PR #14047, opened 2025-12-16
feat: add webhook correlation ADR

keulinho:
see https://github.com/shopware/service-enablement/pull/67

### DIFF
--- a/adr/2025-12-10-webhook-correlation.md
+++ b/adr/2025-12-10-webhook-correlation.md
@@ -1,0 +1,39 @@
+---
+title: Webhook correlation
+date: 2025-12-10
+area: core
+tags: [core, webhooks, app-system, developer-experience]
+---
+
+## Context
+
+Shopware dispatches webhooks to apps and external systems to notify them when certain events happen.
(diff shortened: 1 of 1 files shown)


adr/2025-12-10-webhook-correlation.md
```diff
@@ -0,0 +1,39 @@
...
+## Decision
+
+We add correlation information to webhook events. This means we add the following properties to the `source` of the webhook payload:
+```
+"correlationId": "tx_abc987",  // Shared by all webhooks being dispatched in a single request
+"correlationSeq": 1,           // This is the 2nd event (0-indexed)
+"correlationCount": 3          // Total of 3 events in this transaction
+```
+
+### Sequence ordering
```
keulinho, line 28: @AydinHassan & @Gaitholabi please take a look at especially this one, not sure if it is worth all the complexity of reording the events and sending them in a different order to make it easier for the client, or if we stick with dispatching it in the order the events happen and "just" add the correct correlation information so that the clients can figure out themselve what the most relevant event is for them

Also note the added complexity that all this reordering and sequencing needs to happen `per app`

keulinho:
likely not relevant anymore, closing this for now

PR #14049, opened 2025-12-16
ci: add freeze to milestone script

mkraeml:
We want to be able to freeze versions, so we should be able to skip minor versions in the milestone script.

Add two new environment variables `FREEZE_START` and `FROZEN_VERSION` to mark a frozen version at a specific time.

Create a PR after the `FREEZE_START` and look at the milestone label.


.github/workflows/milestone.yml
```diff
@@ -27,6 +27,8 @@ jobs:
           env:
             NEXT_MINOR: ${{ steps.versions.outputs.next-minor }}
             NEXT_PATCH: ${{ steps.versions.outputs.next-patch }}
+            FREEZE_START: "2025-12-22"
+            FROZEN_VERSION: "6.7.6.0"
```
philipreinken: Might be nice to use a repo-level variable here which can just be updated without code changes.

philipreinken (approved):

PR #14062, opened 2025-12-17
ci: add GitHub Action for Lighthouse CI performance testing of the ad…

### LINKED ISSUE #13850: Add Github Action job for measuring admin performance
### User story

Over the last years several new features and changes are introduced which causes a significant slowdown of the administration. We should catch these performance hogs directly on PR creation with a Github Action.

### Acceptance criteria

A Github action runs on every PR which affects the administration folder. It should run a performance test on several pages (login, product listing, product detail page) and should fail if it exceeds a specific threshold.

jleifeld:

Closes https://github.com/shopware/shopware/issues/13850

It introduces automated performance testing for the Administration panel using Lighthouse CI. It adds a new GitHub Actions workflow to run performance checks in CI, configures Lighthouse to measure key metrics after authenticating as an admin user, and documents how to run these tests locally.


BrocksiNet (approved):

src/Administration/Resources/app/administration/package.json
```diff
@@ -41,14 +41,18 @@
     "unit-setup": "npm run generate-component-import-resolver-map",
     "unit-watch": "jest --config jest.config.js --watch",
     "vite": "vite",
-    "vite:build": "vite build"
+    "vite:build": "vite build",
+    "perf": "lhci autorun --config=./lighthouserc.js",
+    "perf:collect": "lhci collect --config=./lighthouserc.js",
+    "perf:assert": "lhci assert --config=./lighthouserc.js"
```
gweiermann, line 47: Would be nice to have these exposed in `composer` as most commands are invoked through it.

src/Administration/Resources/app/administration/package.json
```diff
@@ -41,14 +41,18 @@
...
   },
   "browserslist": [
     "last 2 versions",
     "safari >= 7"
   ],
   "dependencies": {
     "@amplitude/analytics-browser": "2.24.2",
+    "@sentry/node": "10.31.0",
```
gweiermann: Where do we make use of this package?

gweiermann (approved):

src/Administration/Resources/app/administration/package.json
BrocksiNet: Is it relevant for other developers? 
Or is it just an internal script we don't want others to be used 🤔

src/Administration/Resources/app/administration/package.json
BrocksiNet: It looks like Jannis forgot to remove it, to be honest.

src/Administration/Resources/app/administration/package.json
gweiermann: Oh true, if I wanted to test this myself I could just go into chromes lighthouse. Is alright to me then

src/Administration/Resources/app/administration/package.json
jleifeld: A subdependency of LHCI is using a older version of it with a security issue. This is why I need to force this version

src/Administration/Resources/app/administration/package.json
jleifeld: Good idea 👍

src/Administration/Resources/app/administration/package.json
gweiermann: I think to enforce this kind of behavior you could use the "overrides" in `package.json`

jleifeld: Makes more sense, I moved it to the overrides

PR #869, opened 2023-06-15
Large scale medical pdfs benchmark

xzdandy:
```
python download_medical_pdfs.py
python ingest.py -d medical_pdfs
```

Nit: It will good to show the progress of a long running query, so the users are aware that we are making progress.


xzdandy:
- ingest 204 pdfs
- ray parallelism: 16
- GPU util: ~21%
```
real 6m10.840s
user 2m28.445s
sys 1m7.104s
```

■ ■ ■

_What you need to do_
From the first line to the last, please quote the material above exactly.

_Task answer_
PR #14047, opened 2025-12-16
feat: add webhook correlation ADR

keulinho:
see https://github.com/shopware/service-enablement/pull/67

### DIFF
--- a/adr/2025-12-10-webhook-correlation.md
+++ b/adr/2025-12-10-webhook-correlation.md
@@ -1,0 +1,39 @@
+---
+title: Webhook correlation
+date: 2025-12-10
+area: core
+tags: [core, webhooks, app-system, developer-experience]
+---
+
+## Context
+
+Shopware dispatches webhooks to apps and external systems to notify them when certain events happen.
(diff shortened: 1 of 1 files shown)


adr/2025-12-10-webhook-correlation.md
```diff
@@ -0,0 +1,39 @@
...
+## Decision
+
+We add correlation information to webhook events. This means we add the following properties to the `source` of the webhook payload:
+```
+"correlationId": "tx_abc987",  // Shared by all webhooks being dispatched in a single request
+"correlationSeq": 1,           // This is the 2nd event (0-indexed)
+"correlationCount": 3          // Total of 3 events in this transaction
+```
+
+### Sequence ordering
```
keulinho, line 28: @AydinHassan & @Gaitholabi please take a look at especially this one, not sure if it is worth all the complexity of reording the events and sending them in a different order to make it easier for the client, or if we stick with dispatching it in the order the events happen and "just" add the correct correlation information so that the clients can figure out themselve what the most relevant event is for them

Also note the added complexity that all this reordering and sequencing needs to happen `per app`

keulinho:
likely not relevant anymore, closing this for now

PR #14049, opened 2025-12-16
ci: add freeze to milestone script

mkraeml:
We want to be able to freeze versions, so we should be able to skip minor versions in the milestone script.

Add two new environment variables `FREEZE_START` and `FROZEN_VERSION` to mark a frozen version at a specific time.

Create a PR after the `FREEZE_START` and look at the milestone label.


.github/workflows/milestone.yml
```diff
@@ -27,6 +27,8 @@ jobs:
           env:
             NEXT_MINOR: ${{ steps.versions.outputs.next-minor }}
             NEXT_PATCH: ${{ steps.versions.outputs.next-patch }}
+            FREEZE_START: "2025-12-22"
+            FROZEN_VERSION: "6.7.6.0"
```
philipreinken: Might be nice to use a repo-level variable here which can just be updated without code changes.

philipreinken (approved):

PR #14062, opened 2025-12-17
ci: add GitHub Action for Lighthouse CI performance testing of the ad…

### LINKED ISSUE #13850: Add Github Action job for measuring admin performance
### User story

Over the last years several new features and changes are introduced which causes a significant slowdown of the administration. We should catch these performance hogs directly on PR creation with a Github Action.

### Acceptance criteria

A Github action runs on every PR which affects the administration folder. It should run a performance test on several pages (login, product listing, product detail page) and should fail if it exceeds a specific threshold.

jleifeld:

Closes https://github.com/shopware/shopware/issues/13850

It introduces automated performance testing for the Administration panel using Lighthouse CI. It adds a new GitHub Actions workflow to run performance checks in CI, configures Lighthouse to measure key metrics after authenticating as an admin user, and documents how to run these tests locally.


BrocksiNet (approved):

src/Administration/Resources/app/administration/package.json
```diff
@@ -41,14 +41,18 @@
     "unit-setup": "npm run generate-component-import-resolver-map",
     "unit-watch": "jest --config jest.config.js --watch",
     "vite": "vite",
-    "vite:build": "vite build"
+    "vite:build": "vite build",
+    "perf": "lhci autorun --config=./lighthouserc.js",
+    "perf:collect": "lhci collect --config=./lighthouserc.js",
+    "perf:assert": "lhci assert --config=./lighthouserc.js"
```
gweiermann, line 47: Would be nice to have these exposed in `composer` as most commands are invoked through it.

src/Administration/Resources/app/administration/package.json
```diff
@@ -41,14 +41,18 @@
...
   },
   "browserslist": [
     "last 2 versions",
     "safari >= 7"
   ],
   "dependencies": {
     "@amplitude/analytics-browser": "2.24.2",
+    "@sentry/node": "10.31.0",
```
gweiermann: Where do we make use of this package?

gweiermann (approved):

src/Administration/Resources/app/administration/package.json
BrocksiNet: Is it relevant for other developers? 
Or is it just an internal script we don't want others to be used 🤔

src/Administration/Resources/app/administration/package.json
BrocksiNet: It looks like Jannis forgot to remove it, to be honest.

src/Administration/Resources/app/administration/package.json
gweiermann: Oh true, if I wanted to test this myself I could just go into chromes lighthouse. Is alright to me then

src/Administration/Resources/app/administration/package.json
jleifeld: A subdependency of LHCI is using a older version of it with a security issue. This is why I need to force this version

src/Administration/Resources/app/administration/package.json
jleifeld: Good idea 👍

src/Administration/Resources/app/administration/package.json
gweiermann: I think to enforce this kind of behavior you could use the "overrides" in `package.json`

jleifeld: Makes more sense, I moved it to the overrides

PR #869, opened 2023-06-15
Large scale medical pdfs benchmark

xzdandy:
```
python download_medical_pdfs.py
python ingest.py -d medical_pdfs
```

Nit: It will good to show the progress of a long running query, so the users are aware that we are making progress.


xzdandy:
- ingest 204 pdfs
- ray parallelism: 16
- GPU util: ~21%
```
real 6m10.840s
user 2m28.445s
sys 1m7.104s
```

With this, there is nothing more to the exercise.